De Havilland turned down Bridle’s offer to speak on the phone. “I had felt at that stage, what would be the point in me speaking? He had made [the article] quite public without letting me know.
“It hurts because I feel I should’ve had my guard up… I genuinely thought I had done something good. For [a trans person] to have a position like I had in Boyz, I was proud of it and so were others.”
De Havilland feels like she has let the LGBT+ community down by having any involvement with the publication – however, she has been inundated with supportive messages from queer people on Twitter, with many praising her for trying to improve Boyz magazine from within.
Scottish actor David Paisley replied: “I’m so sorry that this is how they treated you, you gave them your trust and respect and acted with the best of intentions. I’m sorry that wasn’t returned and you’ve been treated this way. I really hoped for better. Well done for speaking out.”
Trans activist Quinn Pearse Brown wrote: “It’s not your fault. It’s theirs for pandering back to the ‘gender critical’. I am a trans man and I’m grateful there’s people rightfully condemning them.”
Irish drag queen Panti Bliss replied: “This is their s**t, not yours Bec. Hold your head high.”
Since publishing his controversial article, Bridle has once again started platforming the LGB Alliance on Twitter.

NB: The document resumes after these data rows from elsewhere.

Issue #1741, opened 2017-05-23
Support `s` mapping for EasyMotion to any surrounding word


fourcolors:
* Click *thumbs-up* 👍 on this issue if you want it!
* Click *confused* 😕 on this issue if not having it makes VSCodeVim unusable. 

The VSCodeVim team prioritizes issues based on reaction count. 

--------

**FEATURE REQUEST** (choose one):

**Environment**:

- **VSCode Version**:  1.12.2
- **VsCodeVim Version**: .7.1
- **OS**: MacOS
**Request**:

I would REALLY like to map my `s` key to search forward AND backwards. I should be able to jump to any word and LINE BREAKS (please start including \n like normal EasyMotion does) with two-three characters.

I am currently using easymotion with VIM and this is a huge deal for me and a lot of people I know.

Chillee:
I'm thinking that Easymotion might be another good target for neovim integration. I'd rather not reimplement the entirety of EasyMotion again... I've opened up an issue here to ask about it: https://github.com/easymotion/vim-easymotion/issues/331

fourcolors:
@Chillee right now you can't seem to get Neovim to do the easymotion thing, can you? Unless I'm mistaken.

Chillee:
@fourcolors Correct. EasyMotion does a bunch of hacks that make it difficult to integrate. @MaxfieldWalker has been on a tear implementing new EasyMotion features, so you might want to check some of the new features he's implemented out and see if they cover some of your use cases.

MaxfieldWalker:
@fourcolors You can now map a single character to a easymotion action in the latest version of the extension with configuration like below.


```json
    "vim.otherModesKeyBindingsNonRecursive": [
        {
            "before": [
                "s"
            ],
            "after": [
                "<leader>",
                "<leader>",
                "2",
                "s"
            ]
        }
    ]
```

fourcolors:
@MaxfieldWalker Is it possible to make `s` do a search for the entire file I'm working in, basically adding a label for every word both ways? This is how I have it set up in VIM.

Basically I just type `s` and it will auto search and label each word in the file, no need to search.

fourcolors:
basically i'm looking for this mapping `nmap s <Plug>(easymotion-bd-w)`

MaxfieldWalker:
@fourcolors Unfortunately, bidirectional word motion is not supported so far, but it is easy to implement this, so I will work it on 👍

[...]

PR #2017, opened 2017-09-13
Easymotion improvements

MaxfieldWalker:
Make easymotion work even better.

## Improvements

- [x] Use vscode theme color for markers
- [x] Support bi-directional motions #1741
- [x] Tweak status bar text

## Fixes

- [x] Fix EASYMOTION MODE text is not rendered on the status bar after switching texteditors

### DIFF
--- a/README.md
+++ b/README.md
@@ -402,8 +402,12 @@ Motion Command | Description
 `<leader><leader> j`|Start of line forwards
 `<leader><leader> k`|Start of line backwards
 `<leader><leader> / <char>... <CR>`|Search n-character
+`<leader><leader><leader> bdt`|Til character
+`<leader><leader><leader> bdw`|Start of word
+`<leader><leader><leader> bde`|End of word
+`<leader><leader><leader> bdjk`|Start of line
 
-`<leader><leader> (2s|2f|2F|2t|2T) <char><char>` are also available.
+`<leader><leader> (2s|2f|2F|2t|2T) <char><char>` and `<leader><leader><leader> bd2t <char>char>` are also available.
 The difference is character count required for search.
 For example, `<leader><leader> 2s <char><char>` requires two characters, and search by two characters.
 This mapping is not a standard mapping, so it is recommended to use your custom mapping.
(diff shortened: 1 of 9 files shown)


MaxfieldWalker:
I don't know what color is good for markers' background and foreground.
For now, I used `activityBarBadge.background` and ``activityBarBadge.foreground`.

https://github.com/MaxfieldWalker/Vim/blob/abffbce06dc2f2a16cbfdcaccf1f63f3ff612145/src/actions/plugins/easymotion/easymotion.ts#L213-L229

#### Examples

[Spirited Away Theme](https://marketplace.visualstudio.com/items?itemName=MaxfieldWalker.vscode-color-theme-spirited-away)

image

Solarized Dark Theme

image

Chillee:
Nice! That looks awesome (way better than our current default of red and black...). However, it seems like you've gotten rid of the current method of choosing colors. Would it be possible to only use the background color if the user has not manually chosen his own colors? I am worried that it does limit customizability for those that want it.

We're also having some trouble with Travis. I'll take a look tonight.

MaxfieldWalker:
This is the function to select color. 

https://github.com/MaxfieldWalker/Vim/blob/abffbce06dc2f2a16cbfdcaccf1f63f3ff612145/src/actions/plugins/easymotion/easymotion.ts#L193-L207

`vim.easymotionMarkerBackgroundColor`, `vim.easymotionMarkerBackgroundColor`, `vim.easymotionMarkerBackgroundColor` options are still alive.

This is a customize example with the configuration below.

```json
{
    "vim.easymotionMarkerForegroundColorOneChar": "#000",
    "vim.easymotionMarkerForegroundColorTwoChar": "#000"
}
```
image

Chillee:
@MaxfieldWalker Awesome. So it only uses the theme's settings if those settings aren't manually set?

MaxfieldWalker:
@Chillee Yes, exactly.

Chillee:
Great! I've fixed the Travis issues, so I'll merge this (and some other PR's) and then issue a release tonight!

Chillee:
@MaxfieldWalker Actually, it seems like an easymotion test is failing, so can you check that?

On Sunday (31 January), Boyz magazine shared a YouTube link to a webinar from the group, writing: “Why does gender dysphoria matter to lesbians and gay men? This webinar will tell you.”
The magazine also retweeted a post from a Twitter user called “Gay male feminist ally” which characterised trans rights as “groupthink hysteria” from the LGBT+ community.
“Trying to stop facts and discussion is not the right side of history. When this insanity crumbles, Boyz magazine will be able to hold its head high,” the tweet reads.
The magazine ‘will continue to raise issues related to sex and gender’
When contacted by PinkNews on Monday (1 February), Bridle said: “I am sorry that Rebecca has decided to leave Boyz.”
He continued: “I would like to thank Rebecca for the reach out she made last December to me personally and for her decision to join Boyz as our trans affairs editor. I would like to thank her for the articles she has contributed to the Boyz website. I am very sorry she has made this decision.”
When questioned on his decision to platform the LGB Alliance on social media, he said: “As I said in the Spiked article: ‘What was the point of the Boyz apology if our critics won’t accept it?’ That remains our position.”
He continued: “Above all Boyz believes that the LGBT+ community must debate these matters in an informed way.”
He went on to defend a webinar from the LGB Alliance, which was publicised by Boyz magazine over the weekend, writing: “The LGB Alliance webinar raises an interesting question which is why gender dysphoria matters to lesbian, gay and bisexual people? We thought that was a relevant question to raise with our Boyz readers and invited them to watch the discussion. We will continue to raise issues related to sex and gender in Boyz.”